Beyond the book, store managers were required to rank their employees on their looks in weekly reviews on a scale of “cool to rocks.” Anyone defined as a rock was removed from the schedule permanently with no notice.

If Jeffries or other executives were visiting a store, the best looking employees would be on staff that day to impress them. And, if the store wasn’t making its sales numbers, executives simply said, “You gotta get some more good looking people in there,” according to the documentary. 

Sex certainly sold at Abercrombie for a while, but eventually the lack of inclusivity started to catch up to the brand. In 2002, the store released a t-shirt featuring a logo for a fictional laundry service called Wong Brothers with the tagline: “two Wongs can make it white.” The racist imagery and slogan prompted Asian American groups to protest the store. 

Abercrombie apologized and burned all the remaining offensive t-shirts, but the floodgates seemed to open after the incident. Employees started speaking out about the racially discriminatory hiring at Abercrombie & Fitch. Nine former employees of color filed a class action lawsuit against the store in 2003. 

Abercrombie & Fitch settled the lawsuit for $40 million without admitting any wrong doing. Instead, it signed a consent decree that declared it would change the recruiting, hiring, and marketing of the brand.
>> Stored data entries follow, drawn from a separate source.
PR #648, opened 2018-06-08
ZCS-5122: add recovery attempts remain in response

shrikant-prasad:
1. return recovery attempts remaining before feature suspension in recoverAccount response.
2. clear the recovery code data when feature status is changed.ex: suspended to enabled.

### DIFF
--- a/store/src/java/com/zimbra/cs/service/mail/RecoverAccount.java
+++ b/store/src/java/com/zimbra/cs/service/mail/RecoverAccount.java
@@ -90,20 +90,22 @@ public final class RecoverAccount extends MailDocumentHandler {
 
         RecoverAccountResponse resp = new RecoverAccountResponse();
         switch (op) {
-            case GET_RECOVERY_EMAIL:
-                recoveryEmail = StringUtil.maskEmail(recoveryEmail);
-                ZimbraLog.account.debug("%s Recovery email: %s", LOG_OPERATION, recoveryEmail);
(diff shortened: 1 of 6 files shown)


store/src/java/com/zimbra/cs/service/mail/RecoverAccount.java
```diff
@@ -90,20 +90,22 @@ public Element handle(Element request, Map<String, Object> context) throws Servi
...
+        case GET_RECOVERY_EMAIL:
+            recoveryEmail = StringUtil.maskEmail(recoveryEmail);
+            ZimbraLog.account.debug("%s Recovery email: %s", LOG_OPERATION, recoveryEmail);
+            resp.setRecoveryEmail(recoveryEmail);
+            break;
+        case SEND_RECOVERY_CODE:
+            String storedCodeString = user.getResetPasswordRecoveryCode();
+            ZonedDateTime currentDate = ZonedDateTime.now(ZoneId.systemDefault());
+            Map<String, String> recoveryCodeMap = new HashMap<String, String>();
+            int maxAttempts = user.getPasswordRecoveryMaxAttempts();
```
fatkudu: How would this get reset?

shrikant-prasad: Once max attempts is reached, feature is in suspended state.It can be reset by admin or when request is triggered after suspension time is over.

PR #649, opened 2018-06-08
ZCS-4802

chinmay15:
**Problem:** check if passwored is locked and password strength
**Fix:** checked zimbraPasswordLocked and password strength

### DIFF
--- a/store/src/java/com/zimbra/cs/service/account/ResetPassword.java
+++ b/store/src/java/com/zimbra/cs/service/account/ResetPassword.java
@@ -24,6 +24,7 @@ import com.zimbra.common.soap.AccountConstants;
 import com.zimbra.common.soap.Element;
 import com.zimbra.common.util.ZimbraLog;
 import com.zimbra.cs.account.Account;
+import com.zimbra.cs.account.AccountServiceException;
 import com.zimbra.cs.account.AuthToken;
 import com.zimbra.cs.account.Provisioning;
 import com.zimbra.cs.service.AuthProvider;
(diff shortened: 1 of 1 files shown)


chinmay15:
merged in feature/PasswordReset branch

commit 6b9bd29967cae18a73264818752139af98b9618b
Date:   Fri Jun 8 18:32:57 2018 +0530

    ZCS-4802: check if passwored is locked and password strength

store/src/java/com/zimbra/cs/service/account/ResetPassword.java
```diff
@@ -47,8 +48,13 @@ public Element handle(Element request, Map<String, Object> context) throws Servi
         AuthProvider.validateAuthToken(prov, at, false);
 
         Account acct = at.getAccount();
+        boolean locked = acct.getBooleanAttr(Provisioning.A_zimbraPasswordLocked, false);
+        if (locked) {
+            throw AccountServiceException.PASSWORD_LOCKED();
+        }
         ResetPasswordUtil.validateFeatureResetPasswordStatus(acct);
         String newPassword = req.getPassword();
+        prov.checkPasswordStrength(acct, newPassword);
```
shrikant-prasad: instead of explicitly calling this method, could have just used prov.setPassword(acct, newPassword, true); where password is being set.

chinmay15:
checkPasswordStrength() is public. Also the setPassword(), you mentioned is eventually calling same checkPasswordStrength(), so i don't think there is any harm in calling this method explicitly...

PR #659, opened 2018-06-15
ProxyConfGen new !{explode server(serviceName)}

ZeXtrasJay:
Added !{explode server(serviceName)} to explode zimbra-docs configurations.
see https://github.com/Zimbra/zm-nginx-conf/pull/9 for the related configuration

### DIFF
--- a/store/src/java/com/zimbra/cs/util/ProxyConfGen.java
+++ b/store/src/java/com/zimbra/cs/util/ProxyConfGen.java
@@ -1757,6 +1757,30 @@ class WebXmppBoshEnablerVar extends ProxyConfVar {
 }
 
 /**
+ * Simplified container object for a server
+ * @author Davide Baldo
+ */
+class ServerAttrItem {
+    public String zimbraId;
+    public String hostname;
+    public String[] services;
+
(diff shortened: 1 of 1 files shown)


ZeXtrasJay:
Seems like the failure is unrelated to the patch: "Test com.zimbra.common.mime.MimeHeaderTest failed"

fatkudu:
I suspect this is a companion commit to another commit, hence adding potential reviewers.

store/src/java/com/zimbra/cs/util/ProxyConfGen.java
```diff
@@ -1756,6 +1756,30 @@ public void update() throws ServiceException {
     }
 }
 
+/**
+ * Simplified container object for a server
+ * @author Davide Baldo
```
plobbes: Nit: remove @author tag - going forward, it would seem perhaps better if we stop using/relying on @author and just use git history. See also:
- https://stackoverflow.com/questions/17269843/javadoc-author-tag-good-practices
- https://www.vojtechruzicka.com/stop-using-javadoc-author-tag/

gordyt:
Rebased this PR on `develop` and merged.

PR #661, opened 2018-06-18
ZCS-5202,ZCS-5112 JSON XmlElementWrapper support broken

fatkudu:
This is a workaround for a presumed bug in Jackson (see https://github.com/FasterXML/jackson-modules-base/issues/47) where it doesn't work with our way of mapping `@XmlElementWrapper` / `@XmlElement` annotated properties to JSON - we use the name in `@XmlElementWrapper` rather than the usual Jackson preference for the name in `@XmlElement`.
In theory, there is a feature which should switch things to work the way we want them to work but that doesn't work, at least in specific scenarios we use where we have the same name at the `@XmlElement` level for objects of the same class for 2 different fields.
After that change, can now select "edit properties" of the inbox in ZWC and also configure message retention.


fatkudu:
I would hold off merging this until we flip the switch everywhere...

PR #672, opened 2018-06-29
Feature/nicps 282

nileshpawar1:
created new LDAP variable which will store domain-specific template ids


nileshpawar1:
by mistake created for devlope, it should be for snickers

PR #680, opened 2018-07-05
ZCS-4845_3 Changes in store for httpclient jar upgrade

rupalid:
Verified that unit test pass. Verified that there are no compilation errors.
Completed sanity test on FOSS Build with new http client library changes.


rupalid:
@gordyt  Agreed. Once we are done with changes to all repos and QA is complete, the changes should be migrated to ZimbraOS.

PR #682, opened 2018-07-06
Bugfix/zbug 481

rupalid:
Added white list of tags and attributes in XHtmlhandler for sanitizing mime.
Added unit test

Verified with the .svg files provided in the bug that an email is not sent and we do not get a popup.
Verified that email with pdf and html attachment and content are correctly rendered.

### DIFF
--- a/common/src/java/com/zimbra/common/localconfig/DebugConfig.java
+++ b/common/src/java/com/zimbra/common/localconfig/DebugConfig.java
@@ -234,7 +234,7 @@ public final class DebugConfig {
         "a,abbr,acronym,blockquote,div,font,h1,h2,h3,h4,h5,h6,img,li,ol,p,span,table,td,th,tr,ul");
 
     public static final String xhtmlWhitelistedAttributes = value("defang_xhtml_whitelisted_attributes",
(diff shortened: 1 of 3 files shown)


common/src/java/com/zimbra/common/localconfig/DebugConfig.java
```diff
@@ -230,6 +230,12 @@ private DebugConfig() {
             "defang_style_unwanted_import",
             "@import(\\s)*((\'|\")?(\\s)*(http://|https://)?([^\\s;]*)(\\s)*(\'|\")?(\\s)*;?)");
 
+    public static final String xhtmlWhitelistedTags = value("defang_xhtml_whitelisted_tags",
+        "a,abbr,acronym,blockquote,div,font,h1,h2,h3,h4,h5,h6,img,li,ol,p,span,table,td,th,tr,ul");
+
+    public static final String xhtmlWhitelistedAttributes = value("defang_xhtml_whitelisted_attributes",
+        "abbr,align,alt,border,cellpadding,cellspacing,cite,class,color,colspan,height,href,id,,name,rel,rev,rowspan,size,src,style,title,target,valign,width");
```
desouzas: Does the extra comma between `id` and `name` affect anything?

jdavid-synacor: No, it shouldn't but I removed it.

PR #687, opened 2018-07-13
ZCS-5577 Receiving Invalid request exception for CreateCosRequest.

chinmay15:
**Problem:** CreateCosRequest fails with invalid request exception.

**Fix:**
- Invalid request exception was thrown because the entry object is null while creating cos.
- This was not found on local as the new attribute was introduced as part ZCS-90 and It is not initialized to default value on dev environment.
- Added null check for entry object in the callback class from where the exception was being thrown.

**Testing done:**
- Tested on zdev-vm004.eng.zimbra.com by replacing store jar.
- Tested by creating cos from command line using zmprov command.
- Tested by creating cos from admin console.

**Testing to be done by QA:**
- Cos creation should not fail because of this attribute.
- Account creation should not fail because of this attribute.


chinmay15:
merged in the develop branch

commit 6aeb46a2d9ed164ed4ea3641fc49ea162745934a
Date:   Fri Jul 13 14:49:55 2018 +0530

    ZCS-5577 Receiving Invalid request exception for CreateCosRequest.

PR #397, opened 2024-11-19
Fix integration tests not using the new Provider struct in v1alpha6.

chr12c:
Fix integration tests not using the new Provider struct in v1alpha6.


grahamia (approved):
:shipit:

PR #403, opened 2024-11-27
Ensure run completion events with no artifacts return an empty slice rather than nil

### LINKED ISSUE #402: `servingModelArtifacts`/`artifacts` are `nil` when there are no artifacts, rather than an empty slice
**Describe the bug**
Previously the `servingModelArtifacts`/`artifacts` fields in the Run Completion Events were an empty slice (`[]`). They are now coming through as `nil`, meaning client code that performs some operation now has to explicitly handle the artifacts being nil and not a list.

**To Reproduce**
- Run a pipeline that does not produce any artifacts
- Create an Argo Sensor that reads the run completion events and logs the `artifacts` field
- The artifacts field will be `nil`, rather than `[]`

**Expected behavior**
- The `artifacts`/`servingModelArtifacts` fields should be `[]`, rather than `nil`

**Version and configuration**
- v0.6.0 
- latest code (`d2513a984b4a102cdc24e9cbaa6d6ce3a95f43aa`)

aidandunlop:
Closes #402.

Ensures `ServingModelArtifacts` and `Artifacts` return an empty slice rather than nil.

Modified the helper functions which convert to and from the Artifact protobuf message. Converting from the protobuf definition in the run completion event trigger was the necessary function to change, but decided to keep both functions consistent with each other.

## Tasks
- [ ] ...
- [ ] Documentation updated

### DIFF
--- a/argo/common/run_completion.go
+++ b/argo/common/run_completion.go
@@ -27,7 +27,7 @@ type RunCompletionEvent struct {
 	RunName               *NamespacedName `json:"runName,omitempty"`
 	RunId                 string          `json:"runId"`
 	ServingModelArtifacts []Artifact      `json:"servingModelArtifacts"`
-	Artifacts             []Artifact      `json:"artifacts,omitempty"`
+	Artifacts             []Artifact      `json:"artifacts"`
 	Provider              string          `json:"provider"`
 }
 
--- a/controllers/webhook/runcompletion_event_trigger.go
+++ b/controllers/webhook/runcompletion_event_trigger.go
@@ -86,7 +86,7 @@ func RunCompletionEventToProto(event common.RunCompletionEvent) (*pb.RunCompleti
 }
 
 func artifactToProto(commonArtifacts []common.Artifact) []*pb.Artifact {
-	var pbArtifacts = []*pb.Artifact{}
+	pbArtifacts := []*pb.Artifact{}
 	for _, commonArtifact := range commonArtifacts {
 		pbArtifacts = append(pbArtifacts, &pb.Artifact{
 			Location: commonArtifact.Location,
--- a/controllers/webhook/runcompletion_event_trigger.go
+++ b/controllers/webhook/runcompletion_event_trigger.go
@@ -86,7 +86,7 @@ func RunCompletionEventToProto(event common.RunCompletionEvent) (*pb.RunCompleti
 }
 
 func artifactToProto(commonArtifacts []common.Artifact) []*pb.Artifact {
-	var pbArtifacts = make([]*pb.Artifact, 0)
+	var pbArtifacts = []*pb.Artifact{}
 	for _, commonArtifact := range commonArtifacts {
 		pbArtifacts = append(pbArtifacts, &pb.Artifact{
 			Location: commonArtifact.Location,
--- a/controllers/webhook/runcompletion_event_trigger.go
+++ b/controllers/webhook/runcompletion_event_trigger.go
@@ -3,6 +3,7 @@ package webhook
 import (
 	"context"
 	"fmt"
+
 	"github.com/sky-uk/kfp-operator/argo/common"
 	"google.golang.org/grpc/credentials/insecure"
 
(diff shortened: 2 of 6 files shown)


controllers/webhook/runcompletion_event_trigger_unit_test.go
```diff
@@ -117,6 +118,22 @@ var _ = Context("EventDataToPbRunCompletion", func() {
 			Expect(err).NotTo(HaveOccurred())
 		})
 
+		It("returns an empty slice for no artifacts when event data is converted to proto runcompletion event", func() {
```
peter-hazell, line 121:
```suggestion
		It("returns an empty slices when there are no artifacts", func() {
```

don't need the `when event data is converted to proto runcompletion event` as that's already in the `When` for the test

aidandunlop: done in 776746f912d61af47d69f5eec9c65c0366752a5e

argo/common/run_completion.go
```diff
@@ -27,7 +27,7 @@ type RunCompletionEvent struct {
 	RunName               *NamespacedName `json:"runName,omitempty"`
 	RunId                 string          `json:"runId"`
 	ServingModelArtifacts []Artifact      `json:"servingModelArtifacts"`
-	Artifacts             []Artifact      `json:"artifacts,omitempty"`
+	Artifacts             []Artifact      `json:"artifacts"`
```
aidandunlop, line 30: `Artifacts` is now always populated as an empty list, so no need for the `omitempty`

controllers/webhook/runcompletion_event_trigger_unit_test.go
```diff
@@ -117,6 +118,22 @@ var _ = Context("EventDataToPbRunCompletion", func() {
...
 
+		It("returns empty slices when there are no artifacts", func() {
+			rceWithoutArtifacts := rce
+			rceWithoutArtifacts.Artifacts = []common.Artifact{}
+			rceWithoutArtifacts.ServingModelArtifacts = []common.Artifact{}
+
+			protoRce, err := RunCompletionEventToProto(rceWithoutArtifacts)
+			expectedArtifacts := []*pb.Artifact{}
+
+			Expect(protoRce.Artifacts).To(Not(BeNil()))
```
grahamia, line 129: Don't think this check is necessary.
```suggestion
```

controllers/webhook/runcompletion_event_trigger_unit_test.go
```diff
@@ -117,6 +118,22 @@ var _ = Context("EventDataToPbRunCompletion", func() {
...
+			Expect(protoRce.Artifacts).To(Equal(expectedArtifacts))
+			Expect(protoRce.ServingModelArtifacts).To(Not(BeNil()))
+			Expect(protoRce.ServingModelArtifacts).To(Equal(expectedArtifacts))
+
+			Expect(err).NotTo(HaveOccurred())
```
grahamia, line 134: Normally put this first straight after the call

controllers/webhook/runcompletion_event_trigger.go
```diff
@@ -85,7 +86,7 @@ func RunCompletionEventToProto(event common.RunCompletionEvent) (*pb.RunCompleti
 }
 
 func artifactToProto(commonArtifacts []common.Artifact) []*pb.Artifact {
-	var pbArtifacts []*pb.Artifact
+	var pbArtifacts = []*pb.Artifact{}
```
grahamia, line 89:
```suggestion
	pbArtifacts := []*pb.Artifact{}
```

controllers/webhook/runcompletion_event_trigger_unit_test.go
aidandunlop: done in ed748638ca3535a869efeb8e7ab2088598fb64ad

grahamia (approved):
:shipit:

controllers/webhook/runcompletion_event_trigger_unit_test.go
```diff
@@ -114,12 +117,27 @@ var _ = Context("EventDataToPbRunCompletion", func() {
...
+
+		It("returns empty slices when there are no artifacts", func() {
+			rceWithoutArtifacts := rce
+			rceWithoutArtifacts.Artifacts = []common.Artifact{}
+			rceWithoutArtifacts.ServingModelArtifacts = []common.Artifact{}
+
+			protoRce, err := RunCompletionEventToProto(rceWithoutArtifacts)
 			Expect(err).NotTo(HaveOccurred())
+
+			expectedArtifacts := []*pb.Artifact{}
```
peter-hazell, line 130:
```suggestion
			emptySliceOfArtifacts := []*pb.Artifact{}
```

aidandunlop: done in f6752969d1d8488b7eaa89eb86bcc3c4b3a37521

TobyPinfold (approved):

A court-appointed monitor followed the brand for six years, according to the documentary. 

Not much changed, however, as the brand started calling store employees “models” or “impact.” Models worked the sales floor while those deemed impact were relegated to the back room. 

Then, in 2009, Samantha Elauf filed a lawsuit against Abercrombie & Fitch after she was not hired and told her hijab violated the brand’s “look policy.” The store compared her religious garment to a baseball cap and said hiring her would hurt Abercrombie & Fitch’s sales. 

The company fought Elauf’s case all the way to the Supreme Court, which found in a 8-1 decision that Abercrombie had violated the Civil Rights Act of 1964. 

“Discrimination was part of the store’s brand identity,” Benjamin O’Keefe, an activist who started a campaign to highlight the discrimination inherent in the company’s hiring practices, says in the documentary. “They rooted themselves in discrimination at every single level.”

Abercrombie today

Jeffries stepped down from the helm of Abercrombie & Fitch in 2014 after 11 consecutive quarters of sales declines, and has not had much of a public persona since. 

Over the years, the brand's clothes also just stopped being cool to the “cool kids” the brand marketed to. Exclusion is no longer cool with GenZ, Millennials, or GenX. 

Today, the companny is led by Fran Horowitz and claims to be all about inclusion. 

It might even be on a bit of an upswing as the company plans to open more stores in 2022 than it will shutter for the first time since 2008. It had a profitable year in 2021 despite the pandemic. 

However, not everyone is convinced that things have really changed. Netflix’s documentary ends with Washington Post fashion editor Robin Givhan being asked if Abercrombie has successfully moved beyond its exclusionary tactics. She laughs and says “No.”